For more explanation see base r209294. It still hits the assertion with binutils master as of last week.
Comment 8 Conrad Meyer freebsd_committer 2020-05-18 16:05:14 UTC
We switched to both ld.lld and llvm-libunwind in CURRENT, so maybe leave it be in stable/ and just revert in CURRENT?
Comment 9 Conrad Meyer freebsd_committer 2020-05-18 16:07:52 UTC
> places the special CIE into the .eh_frame indicating the end of section,
> that is located before generated unwind table. New ld has assertion that
> verifies that closing CIE is indeed the last CIE,

Would it be possible to (?)fix LLVM to not mark the CIE as end of section?  I guess I'm unclear on if ld.bfd's assertion is reasonable or what.  Why doesn't this happen for other objects built with async unwind tables?
Comment 10 Dimitry Andric freebsd_committer 2020-05-18 16:12:22 UTC
(In reply to Conrad Meyer from comment #9)
Maybe, but I'm not sure that is the right way to go. In base r209294 the problem in BFD ld was first spotted, and at that time it was likely triggered by newer versions of gcc. But kan@ may know a bit more about this.

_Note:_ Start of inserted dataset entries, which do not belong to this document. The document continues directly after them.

PR #1392, opened 2024-05-11
Add a benchmark which uses Google benchmark library

egecetin:
~~Automatically generate performance benchmark information for website using Google Benchmark~~

Add a google benchmark based benchmark application


tigercosmos:
Where can I see the benchmark result?

egecetin:
@tigercosmos Check "Run benchmark" step https://github.com/seladb/PcapPlusPlus/actions/runs/10644856460/job/29510043289

tigercosmos:
Will it show a warning if the benchmark performance decreases too much? Otherwise, people will not click into the CI and check the result.

egecetin:
@tigercosmos Actually my aim is to generate and update the benchmark results automatically. I enabled PR runs for just testing. I'll disable it when the work is done, and the runs will be only from master or dev. Because benchmark results can be very flaky without a dedicated machine/runner unfortunately. This workflow and integration with Google benchmark are just for easier benchmarking in local PCs and to give an idea about to performance in PcapPlusPlus website (since current benchmark really old)

Benchmarks/benchmark.cpp
```diff
@@ -0,0 +1,281 @@
...
+			}
+			++layerTypes[curLayer->getProtocol()];
+
+			// Count OSI layers. If the OSI layer is not in the map, add it
+			if (osiLayers.find(curLayer->getOsiModelLayer()) == osiLayers.end())
+			{
+				osiLayers[curLayer->getOsiModelLayer()] = 0;
+			}
+			++osiLayers[curLayer->getOsiModelLayer()];
+		}
```
seladb, line 153: If we want to measure the packet parsing, why do we need this? It's enough to just parse the packet, no? 🤔

seladb:
@egecetin I'm wondering if there's much value in publishing our benchmark without comparing PcapPlusPlus to other libraries. What do you think?

egecetin (commented):
@seladb Actually it is just for give an idea about the performance in terms of packet per second and for easier local benchmarking (both disk and cpu sides). Github's hardware is good enough to get good results. This is why i added long sentence to README and a workflow to CI. I agree it alone does not have true meaning unfortunately so why I left the old benchmark also. I can  (at least might try 🙂) also update to comparing with other libraries periodically. Maybe once a month or at least manually run after every release in a different repo.

Benchmarks/benchmark.cpp
egecetin: My concern is if some compiler decides the parsedPacket is not used it might try to remove the parsing maybe. But I'm not sure

seladb: maybe we can do something simple like asserting the first layer is not null? 🤔

Examples/PcapPlusPlus-benchmark/README.md
seladb, line 1: I think we should re-structure this README file to make it more clear that there are actually 2 different benchmark applications included here

Examples/PcapPlusPlus-benchmark/README.md
```diff
@@ -6,3 +6,12 @@ This is a benchmark application used for measuring PcapPlusPlus performance. It
 See this page for more details: https://pcapplusplus.github.io/docs/benchmark
 
 This application currently compiles on Linux only (where benchmark was running on)
+
+Additionally, there is an integration of Google Benchmark library for benchmarking. For enabling, configure the library with `-DPCAPPP_USE_GOOGLEBENCHMARK=ON`. Each benchmark can be affected from different sources. You can check the table below for more information. If you have performance critical applications which will use PcapPlusPlus, please benchmark it in your environment to get better and more precise results. Also using different pcaps, both in terms of size (larger is better to prevent open/close overhead) and protocol/session variety, can also help to give idea about performance of PcapPlusPlus in your environment.
```
seladb, line 10: I used ChatGPT to find better wording for "Each benchmark can be affected from different sources" and it suggested: "Each benchmark can be influenced by various factors"

Examples/PcapPlusPlus-benchmark/README.md
```diff
@@ -6,3 +6,12 @@ This is a benchmark application used for measuring PcapPlusPlus performance. It
...
+
+|     Benchmark     |   Operation   |  Can be affected  |
```
seladb, line 12: ditto: "Influencing factors"

Examples/PcapPlusPlus-benchmark/benchmark-google.cpp
```diff
@@ -0,0 +1,263 @@
...
+	pcpp::RawPacket rawPacket;
+	for (auto _ : state)
+	{
+		if (!reader.getNextPacket(rawPacket))
+		{
+			// If the rawPacket is empty there should be an error
+			if (totalBytes == 0)
+			{
+				state.SkipWithError("Cannot read packet");
+				break;
```
seladb, line 38: shouldn't this use `return`?

If yes, we can simplify the code:
```cpp
if (!reader.getNextPacket(rawPacket))
{
	// If the rawPacket is empty there should be an error
	if (totalBytes == 0)
	{
		state.SkipWithError("Cannot read packet");
		break;
	}
	
	state.PauseTiming();
	reader.close();
	reader.open();
	state.ResumeTiming();
}
```

Examples/PcapPlusPlus-benchmark/benchmark-google.cpp
```diff
@@ -0,0 +1,263 @@
...
+			}
+			else  // If the rawPacket is not empty, it means the file is over
+			{
+				state.PauseTiming();
+				reader.close();
+				reader.open();
```
seladb, line 44: Why do we need to close and re-open the file? 🤔

Examples/PcapPlusPlus-benchmark/benchmark-google.cpp
```diff
@@ -0,0 +1,263 @@
...
+				state.ResumeTiming();
+				continue;
+			}
+		}
```
seladb, line 127: ditto, same comments as above

Examples/PcapPlusPlus-benchmark/benchmark-google.cpp
```diff
@@ -0,0 +1,263 @@
...
+		pcpp::MacAddress dstMac(randNum, randNum, randNum, randNum, randNum, randNum);
+
+		// Craft packet
+		std::unique_ptr<pcpp::EthLayer> ethLayer(new pcpp::EthLayer(srcMac, dstMac));
+
+		std::unique_ptr<pcpp::IPv4Layer> ipv4Layer(nullptr);
+		std::unique_ptr<pcpp::IPv6Layer> ipv6Layer(nullptr);
+
+		std::unique_ptr<pcpp::TcpLayer> tcpLayer(nullptr);
+		std::unique_ptr<pcpp::UdpLayer> udpLayer(nullptr);
```
seladb, line 166: A slightly nicer code could be:

```cpp
pcpp::Packet packet;

pcpp::MacAddress srcMac(randNum, randNum, randNum, randNum, randNum, randNum);
pcpp::MacAddress dstMac(randNum, randNum, randNum, randNum, randNum, randNum);
packet.addLayer(new pcpp::EthLayer(srcMac, dstMac), true);

// Randomly choose between IPv4 and IPv6
if (randNum % 2)
{
	packet.addLayer(new pcpp::IPv4Layer(randNum, randNum), true);
}
else
{
	std::array<uint8_t, 16> srcIP = { randNum, randNum, randNum, randNum, randNum, randNum, randNum, randNum,
		                              randNum, randNum, randNum, randNum, randNum, randNum, randNum, randNum };
	std::array<uint8_t, 16> dstIP = { randNum, randNum, randNum, randNum, randNum, randNum, randNum, randNum,
		                              randNum, randNum, randNum, randNum, randNum, randNum, randNum, randNum };

	packet.addLayer(new pcpp::IPv6Layer(srcIP, dstIP), true);
}

// Randomly choose between TCP and UDP
if (randNum % 2)
{
	packet.addLayer(new pcpp::TcpLayer(randNum % 65536, randNum % 65536), true);
}
else
{
	packet.addLayer(new pcpp::UdpLayer(randNum % 65536, randNum % 65536), true);
}

packet.computeCalculateFields();
```

The second boolean argument in `addLayer()` is `ownInPacket` which means the packet will free the layer memory when the packet is destroyed

Examples/PcapPlusPlus-benchmark/benchmark-google.cpp
egecetin: Google benchmark decides runtime length so the pcap file can (or mostly) is shorter than the actual runtime. So, for rewinding I closed and opened the same file again to get more packets until benchmark finishes.

Examples/PcapPlusPlus-benchmark/CMakeLists.txt
```diff
@@ -1,12 +1,39 @@
-add_executable(benchmark benchmark.cpp)
+add_executable(BenchmarkExample benchmark.cpp)
 
-target_link_libraries(benchmark PUBLIC PcapPlusPlus::Pcap++)
+target_link_libraries(BenchmarkExample PUBLIC PcapPlusPlus::Pcap++)
 
-set_target_properties(benchmark PROPERTIES RUNTIME_OUTPUT_DIRECTORY "${PCAPPP_BINARY_EXAMPLES_DIR}")
+set_target_properties(BenchmarkExample PROPERTIES RUNTIME_OUTPUT_DIRECTORY "${PCAPPP_BINARY_EXAMPLES_DIR}")
+
+if(PCAPPP_USE_GOOGLEBENCHMARK)
```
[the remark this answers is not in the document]
egecetin: Two reasons actually,

- Are want Google Benchmark as a dependency always? Google benchmarks require a compiler to support C++14
- This is not really important I can fix it probably but for MacOS (cross-compiling cases x86 -> ARM or vice versa I can't remember now) there was an error, and I can't figure out why. But then noticed the README specifies the benchmarks only run in linux. If all platforms supported, we should also remove this mention from README

Examples/PcapPlusPlus-benchmark/README.md
egecetin: Check 557839a

Examples/PcapPlusPlus-benchmark/README.md
egecetin: Check 557839a

Examples/PcapPlusPlus-benchmark/README.md
egecetin: Fixed with 557839a

Examples/PcapPlusPlus-benchmark/benchmark-google.cpp
egecetin: Fixed with 557839a

Examples/PcapPlusPlus-benchmark/CMakeLists.txt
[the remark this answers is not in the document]
seladb: 1. I don't mind having Google Benchmark as a dependency of this specific example, especially because it downloads it automatically
2. Is it possible to avoid compiling this example if the complier doesn't support C++14? I'm not a CMake expert but I assume this is possible?
3. > Then noticed the README specifies the benchmarks only run in linux. If all platforms supported, we should also remove this mention from README

    I didn't see where it's mentioned... I managed to compile and run it on Windows with MSVC 🤔

.github/workflows/build_and_test.yml
```diff
@@ -299,6 +299,7 @@ jobs:
             host-arch: x86_64
             arch: arm64
             config-zstd: OFF
+            additional-flags: -DCMAKE_CROSSCOMPILING=1 -DRUN_HAVE_STD_REGEX=0
```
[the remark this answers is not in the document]
egecetin: Otherwise cross-compile fails because of Google Benchmark. It can't detect regex implementation somehow. Check the build log https://github.com/seladb/PcapPlusPlus/actions/runs/11327526535/job/31498794905. The workaround mentioned here: https://github.com/google/benchmark/issues/351

Examples/PcapPlusPlus-benchmark/CMakeLists.txt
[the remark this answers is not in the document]
egecetin: 1. Agreed
2. It should be I'll take a look
3. Probably a forgotten mention https://github.com/seladb/PcapPlusPlus/blob/db905ad02e3112b134106d89c604a51ace595f76/Examples/PcapPlusPlus-benchmark/README.md?plain=1#L8

.github/workflows/build_and_test.yml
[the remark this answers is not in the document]
seladb: Is there a way to avoid compiling Google Benchmark if regex implementation isn't found or if `CMAKE_CROSSCOMPILING` is turned on? 🤔

Examples/PcapPlusPlus-benchmark/CMakeLists.txt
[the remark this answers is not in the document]
seladb: > 3. Probably a forgotten mention 

I think it can be compiled on all platforms so we can drop this comment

E.g. with the information I have now, I think this is a BFD ld bug/misfeature, and it should be fixed there.
Comment 11 Conrad Meyer freebsd_committer 2020-05-20 14:38:17 UTC
Any idea why this trips for crt1.o but not any other .o?
Comment 12 Dimitry Andric freebsd_committer 2020-05-20 19:54:00 UTC
(In reply to Conrad Meyer from comment #11)
You mean the ld.bfd assertion? Maybe it is because crt1.o is linked using -r from crt1_c.o and crt1_s.o?
Comment 13 Conrad Meyer freebsd_committer 2020-05-20 20:04:01 UTC
(In reply to Dimitry Andric from comment #12)
Yep, the ld.bfd assertion.
Comment 14 Konstantin Belousov freebsd_committer 2020-05-20 20:15:52 UTC
Trips exactly what ?
crt1.o is specially added to the linker command line to create the final binary.  It mist go first among all object files supplied to the linker.
Comment 15 Conrad Meyer freebsd_committer 2020-05-20 20:21:04 UTC
(In reply to Konstantin Belousov from comment #14)
Trips bug 246322:
> /usr/bin/ld: error in /usr/lib/crt1.o(.eh_frame); no .eh_frame_hdr table will be created.